PR #51, opened 2017-03-20
Add 4 properties relating to partial orders

james-d-mitchell:
This is really @ChristopherRussell PR, but anyway. In this PR we add functionality to Digraphs for checking if a digraph is a partial order (as a binary relation), a meet or join semilattice, and a lattice. 

There is documentation and tests for everything.


james-d-mitchell:
This appears to be exposing a seg fault somewhere.

james-d-mitchell:
The tests are failing due to a bug in `IsAsymmetricDigraph` detailed in Issue #52.

gap/prop.gi
```diff
@@ -8,7 +8,47 @@
...
+[IsDigraph],
+function(digraph)
+  local out_nbrs, i, j, intr;
+  if IsPartialOrderDigraph(digraph) then
+    out_nbrs := OutNeighbours(digraph);
+    for i in [1 .. Size(out_nbrs)] do
+      for j in [i + 1 .. Size(out_nbrs)] do
+        # Is there a better way of doing this? JDM
+        intr := Intersection(out_nbrs[i], out_nbrs[j]);
+        if not intr in out_nbrs then
```
wilfwilson: I'm pretty sure that this doesn't work, since `intr` is guaranteed to be sorted (it's a set, since it is produced by `Intersection`), however the entries of `out_nbrs` are not guaranteed to be sorted. So although `int` might equal `[1, 3, 5]` and `out[5]` might equal `[5, 3, 1]`, this line would return `false` even though I think you would want it to return `true`.

doc/prop.xml
```diff
@@ -8,6 +8,106 @@
...
 ##
 
+<#GAPDoc Label="IsPartialOrderDigraph">
+<ManSection>
+  <Prop Name="IsPartialOrderDigraph" Arg="digraph"/>
+  <Returns><K>true</K> or <K>false</K>.</Returns>
+  <Description>
+    This is a synonym for <Ref Prop="IsReflexiveDigraph"/> and
+    <Ref Prop="IsAntisymmetricDigraph"/> and <Ref Prop="IsTransitiveDigraph"/>.
+
```
wilfwilson: Is it `x <= y` if and only if `x -> y` is an edge? This matters for later on when we're talking about upper and lower bounds.

gap/prop.gi
wilfwilson: Also, seeing as every vertex has a loop, it is certainly true that if `intr = out_nbrs[i]` for some `i`, then that `i` must be one of the elements of `intr`. So with this method, instead of looking through the whole of `out_nbrs`, you can narrow down the search.

gap/prop.gi
```diff
@@ -8,7 +8,47 @@
...
+        fi;
+      od;
+    od;
+    return true;
+  else
+    return false;
+  fi;
+end);
+
+InstallMethod(IsJoinSemilatticeDigraph, "for a digraph",
```
wilfwilson: Or of combining the two?

doc/prop.xml
wilfwilson: On reflection, you've implicitly defined the partial order to be `x >= y` if and only if `x -> y` is an edge. So, for instance, the digraph `Digraph([[1, 2, 3], [2], [3]])`, which looks like (ignoring the loops):

```
   --> 2
 /
1 
 \
   --> 3
```
is, according to your code below, a join semilattice, but not a meet semilattice. For what it's worth, I would expect it to be the other way round, although I accept that it's arbitrary. However there's probably a well-established convention in use.

gap/prop.gi
```diff
@@ -8,7 +8,47 @@
...
+    in_nbrs := InNeighbours(digraph);
+    for i in [1 .. Size(in_nbrs)] do
+      for j in [i + 1 .. Size(in_nbrs)] do
+        # Is there a better way of doing this? JDM
+        intr := Intersection(in_nbrs[i], in_nbrs[j]);
+        if not intr in in_nbrs then
+          return false;
+        fi;
+      od;
+    od;
```
wilfwilson: Unless I'm mistaken, the function `IsJoinSemilatticeDigraph(digraph)` does exactly the same as `IsMeetSemilatticeDigraph(DigraphReverse(digraph))`. Is this mathematically the right thing to do? I think so; in which case you should replace this whole function which one that just calls `IsMeetSemilatticeDigraph` on the reversed digraph.

gap/prop.gi
```diff
@@ -8,7 +8,47 @@
...
+[IsDigraph],
+function(digraph)
+  local in_nbrs, intr, i, j;
+  if IsPartialOrderDigraph(digraph) then
+    in_nbrs := InNeighbours(digraph);
+    for i in [1 .. Size(in_nbrs)] do
+      for j in [i + 1 .. Size(in_nbrs)] do
+        # Is there a better way of doing this? JDM
+        intr := Intersection(in_nbrs[i], in_nbrs[j]);
+        if not intr in in_nbrs then
```
wilfwilson: I think this will usually work, since by the way the C function works, `InNeighbours` is usually sorted by construction.

doc/prop.xml
```diff
@@ -8,6 +8,106 @@
...
+    <Example><![CDATA[
+gap> gr := Digraph([[1, 3], [2, 3], [3]]);
+<digraph with 3 vertices, 5 edges>
+gap> IsPartialOrderDigraph(gr);
+true
+gap> gr := CycleDigraph(5);
```
wilfwilson: Run the manual examples; there will currently be errors. For example, this line is terminated by a single `;`, however nothing is printed on the following line. It should say `<digraph with 5 vertices, 5 edges>`.

doc/prop.xml
```diff
@@ -8,6 +8,106 @@
...
+false
+gap> gr := Digraph([[1], [2], [1 .. 3]]);
+<digraph with 3 vertices, 5 edges>
+gap> IsJoinSemilatticeDigraph(gr);
+true
+gap> IsMeetSemilatticeDigraph(gr);
+false
+gap> IsLatticeDigraph(gr);
+false
+gap> gr := Digraph([[1 .. 4], [2, 4], [3 ,4], [4]]);
```
wilfwilson: Again, this should have an output, saying `<digraph with 4 vertices, 9 edges>`.
Also, fix the spacing in `[3 ,4]` to `[3, 4]` to fit in with the rest of the package.

tst/standard/prop.tst
```diff
@@ -1028,6 +1028,222 @@ gap> g := Digraph([[2, 3], [3], [1]]);
...
+> , 6, 35, 103, 124, 152, 153, 159, 160, 161, 198, 243, 245, 258 ], [ 2, 3, 4, 5\
+> , 6, 17, 28, 35, 36, 56, 69, 93, 106, 120, 128, 131, 152, 153, 160, 162, 171, \
+> 174, 178, 181, 182, 243, 245, 259 ], [ 2, 3, 4, 6, 17, 35, 105, 123, 127, 152,\
+>  153, 160, 201, 247, 249, 254, 260 ], [ 2, 3, 6, 126, 152, 248, 251, 261 ], [ \
+> 2, 3, 4, 5, 6, 94, 108, 131, 177, 180, 182, 249, 254, 262 ], [ 2, 3, 4, 6, 107\
+> , 130, 200, 202, 248, 249, 251, 254, 263 ], [ 2, 3, 6, 129, 213, 248, 251, 252\
+> , 264 ], [ 2, 6, 252, 265 ], [ 6, 86, 92, 102, 119, 146, 255, 256, 257, 258, 2\
+> 59, 260, 261, 262, 263, 264, 265, 266 ] ] );
+<digraph with 266 vertices, 3121 edges>
+gap> gr := DigraphReflexiveTransitiveClosure(gr);
```
wilfwilson: Also, on reflection, I'm not sold on the purpose of this test. It is mostly testing `IsPartialOrderDigraph` - but since by construction the digraph is reflexive and transitive, the only thing it is checking is `IsAntisymmetricDigraph`. And since this digraph is neither a meet nor a join semilattice, that code isn't really being stretched either – presumably the methods there deduce almost immediately that the thing isn't a semilattice.

If you're going to go to the effort of putting such a large and fiddling test into the test file, I'd suggest doing one which is actually going to exhibit interest behaviour. So, for instance, one which is maybe a meet semilattice, but not a join semilattice. This way you're testing the code much more thoroughly.

wilfwilson:
This is an example of how your function fails, due to it assuming that the list of out-neighbours is sorted:
```
gap> a := Digraph([[1, 2, 3, 4], [2, 3, 4], [3, 4], [4]]);
<digraph with 4 vertices, 10 edges>
gap> b := Digraph([[4, 3, 2, 1], [4, 3, 2], [4, 3], [4]]);
<digraph with 4 vertices, 10 edges>
gap> IsMeetSemilatticeDigraph(a);
true
gap> IsMeetSemilatticeDigraph(b);
false
gap> a = b;
true
```
`a` and `b` are equal digraphs, so their graph-theoretic properties should be the same. However, your function thinks that `a` is a meet semilattice but that `b` isn't. This is because the out-neighbours of `b` are not sorted into ascending order; they are not a "set".

wilfwilson:
Also, what do we do about multiple edges? Can a multidigraph define a partial order? Should
```
gap> gr := Digraph([[1, 2, 2], [2]]);
```
define a partial order? I'd argue that multiple edges just confuses things, and that they shouldn't be allowed to define partial orders. Because this is strange:
```
gap> gr := Digraph([[1,2,2,2,3,3,3],[2,3,3,3],[3,3]]);
<multidigraph with 3 vertices, 13 edges>
gap> IsJoinSemilatticeDigraph(gr);
false
gap> IsMeetSemilatticeDigraph(gr);
false
gap> IsPartialOrderDigraph(gr);
true
gap> gr := DigraphRemoveAllMultipleEdges(gr);
<digraph with 3 vertices, 6 edges>
gap> IsLatticeDigraph(gr);
true
```

wilfwilson:
For now, let's go by your definition that a partial order digraph defines a partial order by `x >= y` if and only if `x -> y` is an edge. I believe that this is a better implementation of `IsMeetSemilatticeDigraph`:
```
InstallMethod(IsMeetSemilatticeDigraph, "for a digraph",
[IsDigraph],
function(digraph)
  local topo, gr, nbs, n, x, k, i, j;

  if not IsPartialOrderDigraph(digraph) then
    return false;
  fi;

  topo := DigraphTopologicalSort(digraph);
  gr := OnDigraphs(digraph, PermList(topo));
  nbs := OutNeighboursMutableCopy(gr);
  Apply(nbs, Set);
  n := DigraphNrVertices(gr);

  for i in [1 .. n] do
    for j in [i + 1 .. n] do
      if j in nbs[i] or i in nbs[j] then
        continue;
      fi;
      x := Intersection(nbs[i], nbs[j]);
      if IsEmpty(x) then
        return false;
      fi;
      k := Maximum(x); # Check whether <k> is the meet of <i> and <j>
      if Length(nbs[k]) < Length(x) then
        return false;
      fi;
    od;
  od;
  return true;
end);

InstallMethod(IsJoinSemilatticeDigraph, "for a digraph",
[IsDigraph],
digraph -> IsMeetSemilatticeDigraph(DigraphReverse(digraph)));
```

Let me know @ChristopherRussell if you want help understanding it or working out why it should be quicker.

gap/prop.gi
james-d-mitchell: The problem with this is that it will use more memory for the same calculation, is this really a good idea?

wilfwilson: Yes I suppose so.

The way to solve this is to have two user-facing methods, `IsJoinSemilatticeDigraph` and `IsMeetSemilatticeDigraph`, and one hidden method `HiddenFunction` (say).

The hidden function implements what is currently implemented in `IsMeetSemilatticeDigraph`, except that it accepts a list of adjacencies rather than a digraph.

`IsMeetSemilatticeDigraph`  checks that the digraph is a partial order, then calls `HiddenFunction(OutNeighbours(digraph))`.

`IsJoinemilatticeDigraph`  checks that the digraph is a partial order, then calls `HiddenFunction(InNeighbours(digraph))`.

This uses no extra memory.

One of the first things that the method for `IsJoinSemilatticeDigraph` does is `in_nbrs := InNeighbours(digraph);`.
All that `DigraphReverse(digraph)` does is `Digraph(InNeighbours(digraph))`.

wilfwilson: (I had some extraneous extra text in that comment from a previous version of what I was going to write but I've deleted it)

ChristopherRussell:
Thank you @wilfwilson for the feature comments as well as the helpful code style suggestions. I would like to ask you about how your IsMeetSemilatticeDigraph function works. I am not sure why you do

`gr := OnDigraphs(digraph, PermList(topo));`

but it would probably be best to talk with you in person. I am also thinking of adding a function, say DigraphMeet, which takes as input a digraph and two of its vertices and returns the meet of these two vertices.

wilfwilson:
I'll happily do my best to explain it to you tomorrow @ChrisJefferson at the Wednesday meeting. Briefly, this line relabels the vertices of the digraph according to `DigraphTopologicalSort`. This guarantees that if `x -> y` is an edge in the digraph, then the number x is greater than the number y. It allows us to make some time-saving assumptions later in the function. In particular, if the meet of two vertices exists, it would have to be the greatest number that is an out-neighbour of both x and y.

james-d-mitchell:
Think you meant @ChristopherRussell not @ChrisJefferson

wilfwilson:
Whoops!

ChristopherRussell:
> This guarantees that if x -> y is an edge in the digraph, then the number x is greater than the number y.

I don't see this happening. Maybe you want to use OnDigraphs with the inverse of PermList(topo)? Try my example and see that x -> y doesn't imply x > y in the splash of the digraph gr but it does in the splash of gr2.

```
gap> a:=Digraph([[3],[5],[5],[3],[]]);;
gap> Splash(DotDigraph(a));
gap> topo:=DigraphTopologicalSort(a);;
gap> gr := OnDigraphs(a, PermList(topo));;
gap> Splash(DotDigraph(gr));
gap> gr2 := OnDigraphs(a, PermList(topo)^-1);
gap> Splash(DotDigraph(gr2));
```

wilfwilson:
Yes, using the inverse seems to do the trick.

james-d-mitchell:
@wilfwilson @ChristopherRussell can this be closed, as it is superseded by PR #59

wilfwilson:
Yes. @ChristopherRussell talking about closing this yesterday, it's just not happened yet.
--*--
Your answer should be one number, the count of lines above that hold "properties".

2